Discriminant analysis application
LDA is performed in the MASS package, which we have already loaded so that we can access the biopsy data. The syntax is very similar to the lm() and glm() functions.
We can now begin fitting our LDA model, which is as follows:
> lda.fit <- lda(class ~ ., data = train)
> lda.fit
Call:
lda(class ~ ., data = train)
Prior probabilities of groups:
benign malignant
0.6371308 0.3628692
Group means:
thick u.size u.shape adhsn s.size nucl
chrom
benign 2.9205 1.30463 1.41390 1.32450 2.11589
1.39735 2.08278
malignant 7.1918 6.69767 6.68604 5.66860 5.50000
7.67441 5.95930
n.nuc mit
benign 1.22516 1.09271
malignant 5.90697 2.63953
Coefficients of linear discriminants:
LD1
thick 0.19557291
u.size 0.10555201
u.shape 0.06327200
adhsn 0.04752757
s.size 0.10678521
nucl 0.26196145
chrom 0.08102965
n.nuc 0.11691054
mit -0.01665454
This output shows us that Prior probabilities of groups are approximately 64 percent for benign and 36 percent for malignancy. Next is Group means. This is the average of each feature by their class. Coefficients of linear discriminants are the standardized linear combination of the features that are used to determine an observation's discriminant score. The higher the score, the more likely that the classification is malignant.
The plot() function in LDA will provide us with a histogram and/or the densities of the discriminant scores, as follows:
> plot(lda.fit, type = "both")
The following is the output of the preceding command:
We can see that there is some overlap in the groups, indicating that there will be some incorrectly classified observations.

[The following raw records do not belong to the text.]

PR #50, opened 2023-03-26
created threads and sync #7

Lys4nder:


homework7/main.cpp
```diff
@@ -0,0 +1,121 @@
...
+#include <condition_variable>
+#include <queue>
+#include <memory>
+#include "products.hpp"
+
+std::mutex mtx;
+std::condition_variable condVar;
+std::queue<std::shared_ptr<Products>> dishQueue;
+
+std::map<std::string, int> inventory = {
```
enachebogdan, line 11: unordered_map is usually quicker than map, do you really need map here?

homework7/main.cpp
```diff
@@ -0,0 +1,121 @@
...
+    for (auto const& [ingredient, quantity] : ingredients) {
+        inventory[ingredient] -= quantity;
+    }
+}
+
+void CreateProduct()
+{
+    while (true)
+    {
+        bool ingredientsAvailable = true;
```
enachebogdan, line 37: it's usually a good idea to declare local variables right where you use them, so in your case just above the "for" loop.

homework7/main.cpp
```diff
@@ -0,0 +1,121 @@
...
+        std::shared_ptr<Products> dish;
+        std::chrono::high_resolution_clock::time_point t1 = std::chrono::high_resolution_clock::now();
+
+        int rndDish = std::rand() % 3;
+        if (rndDish == 0)
```
enachebogdan, line 42: you could use a switch instead of if/else

homework7/main.cpp
```diff
@@ -0,0 +1,121 @@
...
+            {
+                ingredientsAvailable = false;
+                break;
+            }
+        }
+
+        if (!ingredientsAvailable) {
+            std::cout << "Not enough ingredients to create a dish. Stopping production.\n";
+            break;
+        }
```
enachebogdan, line 68: You could have this check inside a different function. CreateProduct() is too large as a function.
Remember the solid principle - S, create function should only create products, not check if ingredients are available.

homework7/main.cpp
```diff
@@ -0,0 +1,121 @@
...
+
+        dish->Prepare();
+        {
+            std::unique_lock<std::mutex> lock(mtx);
+            dishQueue.push(dish);
+            condVar.notify_all();
+            std::chrono::high_resolution_clock::time_point t2 = std::chrono::high_resolution_clock::now();
+            std::chrono::duration<double, std::milli> time_span = t2 - t1;
+            std::cout << "It took " << time_span.count() / 1000 << "s to prepare ";
+            dish->Serve();
```
enachebogdan, line 78: Even if your Serve() function doesn't do anything in this case, I don't think you should call it in the CreateProduct() function.

homework7/main.cpp
```diff
@@ -0,0 +1,121 @@
...
+        if (!ingredientsAvailable) {
+            std::cout << "Not enough ingredients to create a dish. Stopping production.\n";
+            break;
+        }
+
+        dish->Prepare();
+        {
+            std::unique_lock<std::mutex> lock(mtx);
+            dishQueue.push(dish);
+            condVar.notify_all();
```
enachebogdan, line 74: If you have 5 clients waiting for a product, queue is empty, than you create 1 product. Would you want to notify all 5 or notify just one?

homework7/products.hpp
```diff
@@ -0,0 +1,94 @@
...
+#include <map>
+
+class Products {
+    public:
+        virtual void Prepare() = 0;
+        virtual void Serve() = 0;
+        virtual std::map<std::string, int> GetIngredients() = 0;
+};
+
+class Pizza : public Products {
```
enachebogdan, line 17: Even if the Pizza/Burger/Pasta classes are small, it's still not a good idea to have them declared/defined in the same .hpp file, each should have it's own file.

Lys4nder:
sure, will improve the solution. it was rather a draft than something final because i didn't have much time. i had to work on and present 3 projects at uni this week..

homework7/burger.hpp
```diff
@@ -0,0 +1,31 @@
+#ifndef burger
```
enachebogdan, line 1: no big deal, but usually we use caps for ifndef defines.

homework7/menu.hpp
```diff
@@ -0,0 +1,19 @@
+#ifndef menu
+#define menu
+#include <vector>
+#include <memory>
+#include "pizza.hpp"
```
enachebogdan, line 5: in your header you should include only the headers that you absolutely need here. For example pizza, pasta, burger are not needed here, should be moved to cpp file.
The logic is this: if somebody includes your menu.hpp in 10 different files, each of them will include pizza/pasta/burger hpp files without knowing/needing them.

homework7/products.hpp
```diff
@@ -0,0 +1,18 @@
...
+#include <thread>
+#include <random>
+#include <unordered_map>
+
+class Products {
+    public:
+        virtual void Prepare() = 0;
+        virtual std::string GetName() = 0;
+        virtual std::unordered_map<std::string, int> GetIngredients() = 0;
+};
```
enachebogdan, line 15: does your class need a virtual destructor?
What happens if you do this:
Product *p1 = new Pasta();
delete *p1;

homework7/products.hpp
```diff
@@ -0,0 +1,18 @@
+#ifndef products
+#define products
+
+#include <iostream>
+#include <chrono>
```
enachebogdan, line 5: Same thing with the includes. Seems easier/cleaner to include everything in the .hpp file instead of every cpp, but it's actually better to include directly in cpp.

homework7/restaurant.cpp
```diff
@@ -0,0 +1,78 @@
...
+    }
+}
+
+void Restaurant::ServeProduct(int id)
+{
+    while (!StopFlag)
+    {
+        auto duration = std::chrono::seconds(5 + std::rand() % 11);
+        std::shared_ptr<Products> dish;
+        {
```
enachebogdan, line 63: I am not sure you need this scope, can you please explain why do you use it?

enachebogdan (commented):
Thinks look good, major improvement since your first commit. I added some minor comments, almost ready to go.

homework7/restaurant.cpp
Lys4nder: its true, i dont need it, i created it when i started the homework to test unique_lock and forgot about it :)

homework7/products.hpp
Lys4nder: this happens
error: type ‘class Products’ argument given to ‘delete’, expected pointer
The error occurs because i am trying to delete the object pointed to by p1 by using the dereference operator, which is not good, so i need the virtual destructor

enachebogdan: ah actually my bad, what I was trying to say is this:
if you call delete p1, compiler checks if destructor is virtual. since it's not, it calls the destructor in the base class - ~Product(). It will not call the destructor in derived class, so the data of the object corresponding to the derived class will not be removed, resulting in  a potential memory leak.

enachebogdan (approved):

The predict() function available with LDA provides a list of three elements: class, posterior, and x. The class element is the prediction of benign or malignant, the posterior is the probability score of x being in each class, and x is the linear discriminant score. Let's just extract the probability of an observation being malignant:
> train.lda.probs <- predict(lda.fit)$posterior[,
2]
> misClassError(trainY, train.lda.probs)
[1] 0.0401
> confusionMatrix(trainY, train.lda.probs)
0 1
0 296 13
1 6 159
Well, unfortunately, it appears that our LDA model has performed much worse than the logistic regression models. The primary question is to see how this will perform on the test data:
> test.lda.probs <- predict(lda.fit, newdata =
test)$posterior[, 2]
> misClassError(testY, test.lda.probs)
[1] 0.0383
> confusionMatrix(testY, test.lda.probs)
0 1
0 140 6
1 2 61
That's actually not as bad as I thought, given the lesser performance on the training data. From a correctly classified perspective, it still did not perform as well as logistic regression (96 percent versus almost 98 percent with logistic regression).
We will now move on to fit a QDA model. In R, QDA is also part of the MASS package and the function is qda(). Building the model is rather straightforward again, and we will store it in an object called qda.fit, as follows:
> qda.fit = qda(class ~ ., data = train)
> qda.fit
Call:
qda(class ~ ., data = train)
Prior probabilities of groups:
benign malignant
0.6371308 0.3628692
Group means:
Thick u.size u.shape adhsn s.size nucl chrom
n.nuc
benign 2.9205 1.3046 1.4139 1.3245 2.1158
1.3973 2.0827 1.2251
malignant 7.1918 6.6976 6.6860 5.6686 5.5000
7.6744 5.9593 5.9069
mit
benign 1.092715
malignant 2.639535
As with LDA, the output has Group means but does not have the coefficients because it is a quadratic function as discussed previously.
The predictions for the train and test data follow the same flow of code as with LDA:
> train.qda.probs <- predict(qda.fit)$posterior[,
2]
> misClassError(trainY, train.qda.probs)
[1] 0.0422
> confusionMatrix(trainY, train.qda.probs)
0 1
0 287 5
1 15 167
> test.qda.probs <- predict(qda.fit, newdata =
test)$posterior[, 2]
> misClassError(testY, test.qda.probs)
[1] 0.0526
> confusionMatrix(testY, test.qda.probs)
0 1
0 132 1
1 10 66
We can quickly tell that QDA has performed the worst on the training data with the confusion matrix, and it has classified the test set poorly with 11 incorrect predictions. In particular, it has a high rate of false positives.